PACOTE DE SERVIÇOS BANCÁRIOS NÃO CONTRATADO.
AUSÊNCIA DE PROVA DA ADESÃO.
PRÁTICA ABUSIVA CONFIGURADA.
RESTITUIÇÃO EM DOBRO DOS VALORES.
DANO MORAL CONFIGURADO.
INDENIZAÇÃO FIXADA.
RECURSO PROVIDO.
Recurso inominado interposto pela parte autora contra sentença que julgou parcialmente procedentes os pedidos iniciais, determinando a suspensão dos descontos indevidos referentes a pacote de serviços bancários, a restituição em dobro dos valores descontados e a aplicação de multa em caso de descumprimento.
A parte autora pleiteia a condenação da instituição financeira ao pagamento de indenização por danos morais.
Há duas questões em discussão: (i) definir se a instituição financeira comprovou a adesão válida da parte autora ao contrato de pacote de serviços bancários; e (ii) estabelecer se a cobrança indevida enseja indenização por danos morais.
A relação entre as partes caracteriza-se como relação de consumo, sendo aplicáveis as disposições do Código de Defesa do Consumidor (CDC), inclusive quanto à responsabilidade objetiva do fornecedor pelo serviço defeituoso.
A ausência de prova idônea da adesão da parte autora ao pacote de serviços bancários configura prática abusiva da instituição financeira, nos termos do art. 6º, IV, e art. 39, III, do CDC.

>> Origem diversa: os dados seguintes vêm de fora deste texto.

PR #15170, opened 2020-12-16
[qt5-base] mysql plugin added

jepessen:
The pull request creates the qsqlmysql database plugin for qt5-base.

It adds a dependency from libmysql in order to build it before the plugin since it's requested.


jepessen:
Hi.
It's possible in some way to see the error logs written during the tests, like[ this one](https://dev.azure.com/vcpkg/public/_build/results?buildId=46650&view=logs&j=e43d08a3-46a6-5c05-c22b-b8b3a7ac1517&t=341b2070-72fd-5058-0746-f056592aaa91&l=3312)?

Because I can try to fix for all configuration that I have, I can't test every of them (I don't have linux machines or osx for example) so I cannot perform local tests and I cannot check what's wrong with them.

JackBoosY:
@jepessen 
1. Click `Details` in pipeline test results below.
2. Click `View more details on Azure Pipelines`
3. Click `[NUM] artifacts produced`
4. Click the three vertical dots on the far right of the error log entry
5. Click `Download artifacts`

jepessen:
@JackBoosY ok thanks a lot

JackBoosY:

JackBoosY:
@Neumann-A said this should be added as a qt5-base feature.

jepessen:
Ok I'll add it as feature ASAP.

jepessen:
I've set the mysql plugin as qt5-base feature.

ports/qt5-base/portfile.cmake
```diff
@@ -112,6 +123,12 @@ if(QT_OPENSSL_LINK)
     list(APPEND CORE_OPTIONS -openssl-linked)
 endif()
 
+if(VCPKG_TARGET_IS_WINDOWS)
+if(QT_MYSQL_PLUGIN)
+    list(APPEND CORE_OPTIONS -sql-mysql)
+endif()
+endif()
```
JackBoosY, line 130:
```suggestion
if(VCPKG_TARGET_IS_WINDOWS)
    if(QT_MYSQL_PLUGIN)
        list(APPEND CORE_OPTIONS -sql-mysql)
    endif()
endif()
```

JackBoosY (changes requested):

JackBoosY (approved):

JackBoosY:
LGTM.

ports/qt5/CONTROL
```diff
@@ -1,8 +1,9 @@
 Source: qt5
 Version: 5.15.1
+Port-Version: 1
 Homepage: https://www.qt.io/
 Description: Qt5 Application Framework
-Build-Depends: qt5-base[core]
+Build-Depends: qt5-base[core,mysqlplugin]
```
vicroms, line 6: Why add this as a default feature?

JackBoosY: Yeah, I think it should be removed.

jepessen: I think it should be there, because there's already sqlite and postgresql. Since they are all plugin, or we put them all together at once or none of them in my opinion. There's no reason to include postgresql plugin by default and not mysql, or vice versa. Since postgresql plugin is already installed by default with qt5 I've followed the same logic.

jepessen:
I think it should be there, because there's already sqlite and postgresql. Since they are all plugin, or we put them all together at once or none of them in my opinion. There's no reason to include postgresql plugin by default and not mysql, or vice versa. Since postgresql plugin is already installed by default with qt5 I've followed the same logic (it was the reason why I did't added it with a separate feature at start).

ports/qt5/CONTROL
JackBoosY: One last question: does feature `mysqlplugin` conflict with other features?

jepessen: I don't think so, all check passes and it adds only the qmysql dll plugin. It does not change anything already existent.

JackBoosY: All the checks passed because only `mysqlplugin` is the default feature.

jepessen: I'll try to build qt5-base and qt5 without the feature enabled and I'll let you know if there are errors.

jepessen: I've tried to build qt5 with almost all modules (except webengine and wayland) and it works. This is the command:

O desconto indevido de valores da conta bancária da parte autora, sem contratação válida, caracteriza dano moral, pois impõe ao consumidor transtornos e aflições que ultrapassam o mero aborrecimento.
Recurso provido.
Tese de julgamento: A cobrança de pacote de serviços bancários sem comprovação válida da adesão do consumidor caracteriza prática abusiva e impõe a restituição em dobro dos valores indevidamente descontados.

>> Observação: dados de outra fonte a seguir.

PR #15172, opened 2020-12-17
[vcpkg] Improve versioning files generators

vicroms:
This PR extracts the improvements to the generators from #14999 

Port versions are now parallelized to drastically improve generation time and the baseline is now generated from the output of `port_versions/` which is also way faster than calling `x-package-info`.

A ausência de contratação válida e os descontos indevidos ensejam dano moral, sendo cabível a indenização.
A indenização por danos morais deve ser fixada em observância aos princípios da razoabilidade e proporcionalidade.
Dispositivos relevantes citados: CDC, arts. 6º, IV e VIII; 14; 39, III; 42, parágrafo único.

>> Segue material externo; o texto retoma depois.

PR #16730, opened 2021-03-16
[libsodium] Rework CMake build to match autoconf

### LINKED ISSUE #14134: [libsodium] use of AVX512 is not portable
**Describe the bug**
We are using vcpkg to build dependencies for an application deployed as a Docker container. Our CI build machines have the AVX512 extensions, but the machines we deploy to often don't. The libsodium port [detects the availability of the AVX512 extensions](https://github.com/microsoft/vcpkg/blob/4aa08938a22f7cb90842280571005c4a637e7098/ports/libsodium/CMakeLists.txt#L358), and libsodium itself seems to perform runtime detection of CPU extensions when you call `sodium_init()`, but I suspect these runtime checks only protect against explicit use of AVX512 instructions. I believe by setting the compiler flag `-mavx512f`, this allows GCC to use these instructions in generated code. The runtime checks libsodium performs won't help here, as far as I'm aware. Ultimately, the end result is our application failing, signalling an illegal instruction when it ultimately encounters one of these AVX512 instructions while running on a machine without support for them.

I am not sure what the right course of action is. I suppose I could add an overlay port where I patch the `CMakeLists.txt` file to not light up AVX512. That would solve my immediate problem, but I think there is a bigger issue here. I am sure some users would be happy to always have the AVX512 instructions enabled if it fits their deployment model. This does speak to broader issue around portability. I'm sure libsodium isn't the only project making use of these instructions.

**Environment**
- build: machine with AVX512
- runtime: machine without AVX512

thomasgt:
**Describe the pull request**

The goal of this PR is to get this port's CMake buildsystem to match the behaviour of the project's autoconf buildsystem. The autoconf build is careful to ensure that CPU intrinsics are only enabled for translation units that do runtime detection of available CPU features. This PR achieves this by separating the library into CMake object libraries that can each have separate compile flags. I also used CMake interface libraries to define groups of common compiler flags.

I also tried using some of the new `vcpkg_*` functions in the portfile and converted CONTROL file over to a manifest file. I was somewhat confused by the original `ports/libsodium/sodiumConfig.cmake.in` file, so I converted it over to match the one I saw on the sqlite3 port.

- What does your PR fix? Fixes #14134

I've tested `x64-windows` and `x64-linux`. I used this repo to test the consumption of the package: https://github.com/pathcore/vcpkg-libsodium-avx512

I hope so! I tried to modernize the port using some of the new features so it is possible I didn't follow all the new recommendations.


ports/libsodium/vcpkg.json
```diff
@@ -0,0 +1,11 @@
+{
+  "name": "libsodium",
+  "version-string": "1.0.18",
+  "port-version": 4,
+  "description": "A modern and easy-to-use crypto library",
+  "homepage": "https://github.com/jedisct1/libsodium",
+  "dependencies": [
+    { "name": "vcpkg-cmake", "host": true },
+    { "name": "vcpkg-cmake-config", "host": true }
```
JackBoosY, line 9:
```suggestion
+    {
+      "name": "vcpkg-cmake",
+      "host": true
+    },
+    {
+      "name": "vcpkg-cmake-config",
+      "host": true
+    }
```

JackBoosY (approved):

JackBoosY:
Thanks for improve it!

thomasgt:
I found a tool to inspect an elf and print the x86 extensions used within [1]. I ran it on a binary we're generating internally to confirm that the x86 extensions are actually being used.
```
➜  ~/.cargo/bin/elfx86exts <redacted>
MODE64 (call)
SSE2 (pxor)
SSE1 (movaps)
CMOV (cmovs)
AVX (vmovdqa)
NOVLX (vpxor)
SSSE3 (pshufb)
SSE41 (pinsrb)
AVX2 (vinserti128)
CPU Generation: Unknown
```

I then took this binary and ran it on a machine that didn't support SSSE3, SSE41, and AVX2 and it still worked, so I'm pretty confident that this new build system lights up the x86 extensions in a portable way.

[1] https://github.com/pkgw/elfx86exts

thomasgt:
There was a legitimate error in the windows-static builds that I addressed last night with https://github.com/microsoft/vcpkg/pull/16730/commits/71fddf76cb153b35946bb026b8f1dadb3f778c38, but I'm also seeing some errors from the various builds along the lines of...
```
Convert-Path: /agent/_work/1/s/scripts/azure-pipelines/analyze-test-results.ps1:424
Line |
 424 |  … t_hash = build_test_results( Convert-Path "$logDir\$($triplet).xml" )
     |                                 ~~~~~~~~~~~~~~~~~~~~~~~~~~~~~~~~~~~~~~
     | Cannot find path '/agent/_work/1/a/xml-results/x64-linux.xml'
     | because it does not exist.

##[error]PowerShell exited with code '1'.
##[error]PowerShell wrote one or more lines to the standard error stream.
##[error]Convert-Path: /agent/_work/1/s/scripts/azure-pipelines/analyze-test-results.ps1:424
Line |
 424 |  … t_hash = build_test_results( Convert-Path "$logDir\$($triplet).xml" )
     |                                 ~~~~~~~~~~~~~~~~~~~~~~~~~~~~~~~~~~~~~~
     | Cannot find path '/agent/_work/1/a/xml-results/x64-linux.xml'
     | because it does not exist.
```

Is there a recommended way to reproduce this locally?

versions/l-/libsodium.json
```diff
@@ -1,5 +1,10 @@
 {
   "versions": [
+    {
+      "git-tree": "b59d9a70ee8f259b7aa153109d26f9288cf5bacd",
```
JackBoosY, line 4:
```suggestion
      "git-tree": "f4afd75ee5bc2d93aae58edb7800b2254ef07287",
```

JackBoosY (changes requested):

JackBoosY (approved):

ports/libsodium/CMakeLists.txt
```diff
@@ -48,58 +49,273 @@ configure_file(
...
-    ) 
-endif ()
-
-if (MSVC)
-    enable_language(RC)
-
-    list(APPEND sodium_sources
-        builds/msvc/resource.rc
-    )
-endif ()
```
PhoebeHui, line 74: I suggest to revert this change here and remove linux related changes, and then you can use the following code instead.

```
 target_sources(${PROJECT_NAME}
        PRIVATE
        ${sodium_sources}
        ${sodium_headers})
```

ports/libsodium/CMakeLists.txt
```diff
@@ -48,58 +49,273 @@ configure_file(
...
+            ${PROJECT_SOURCE_DIR}/src/libsodium/crypto_core/ed25519/ref10/fe_25_5/base.h
+            ${PROJECT_SOURCE_DIR}/src/libsodium/crypto_core/ed25519/ref10/fe_51/constants.h
+            ${PROJECT_SOURCE_DIR}/src/libsodium/crypto_core/ed25519/ref10/fe_51/fe.h
+            ${PROJECT_SOURCE_DIR}/src/libsodium/crypto_core/ed25519/ref10/fe_51/base2.h
+            ${PROJECT_SOURCE_DIR}/src/libsodium/crypto_core/ed25519/ref10/fe_51/base.h
+        
+            ${PROJECT_SOURCE_DIR}/builds/msvc/resource.h
+
+            ${PROJECT_SOURCE_DIR}/builds/msvc/resource.rc
+    )
```
PhoebeHui, line 317: If you check the source and header files, it includes all sources and headers, and what you removed above also do the same thing.

The disadvantage is more than 200 files listed here, if the Upstream add new files, we may miss the new changes in future.

PhoebeHui (changes requested):
Thanks for the PR!

ports/libsodium/CMakeLists.txt
thomasgt: If I use a GLOB_RECURSE to collect the source files on Linux and MacOS, I won't be able to differentiate between the files that need different build flags. Much of the complexity of the Linux/MacOS builds is related to the fact that only some of the files can have x86 extensions enabled during compilation.

ports/libsodium/CMakeLists.txt
thomasgt: In the case of the Windows builds, you are correct. I could use a GLOB_RECURSIVE to collect all the .c and .h files. I'm happy to implement that change, but there will still be a lot of differences between the Windows and Linux/MacOS builds.

thomasgt: The Linux/MacOS builds will still be somewhat tedious to update on a new upstream release, but I tried to structure the changes so that someone can follow along with the upstream's autoconf files. Given that the project requires different groups of objects be built with different flags, I can't think of any other approach.

PhoebeHui (approved):

@vicroms, could you help further review?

RELATÓRIO RECURSO INOMINADO CÍVEL (460) -0804133-58.2023.8.18.0167 RECORRENTE: CARLOS EDUARDO FERNANDES DE ABREU Advogado do(a) RECORRENTE: KARLINY CAMPOS SILVA - PI14629-A RECORRIDO: BANCO DO BRASIL SA Advogado do(a) RECORRIDO: KARINA DE ALMEIDA BATISTUCI - PI7197-A RELATOR(A): 3ª Cadeira da 3ª Turma Recursal Trata-se de AÇÃO DECLARATÓRIA DE INEXISTÊNCIA CONTRATUAL C/C RESTITUIÇÃO MATERIAL E COMPENSAÇÃO MORAL em que a parte autora alega está sendo cobrada indevidamente por serviço de “TARIFA PACOTE DE SERVIÇOS” não contratado.
Pleiteando, ao final, a repetição do indébito e indenização por danos morais.
Sobreveio sentença que julgou parcialmente procedentes os pedidos do autor, in verbis: “Ante o exposto, JULGO PARCIALMENTE PROCEDENTE a ação, para: a)CONDENAR o banco a restituir, de maneira simples, os valores descontados indevidamente, no valor de R$ 1.196,80 (mil cento e noventa e seis reais e oitenta centavos). corrigidos monetariamente mediante IPCA (Lei 14.905/2024) desde a data do ajuizamento da demanda e acrescidos de juros de 1,00% (um por cento), estes contados desde a data da citação e corrigidos pela taxa SELIC; b) INDEFERIR o pedido de condenação em danos morais; c)CONCEDER a justiça gratuita, nos termos do art. 98 e seguintes do CPC.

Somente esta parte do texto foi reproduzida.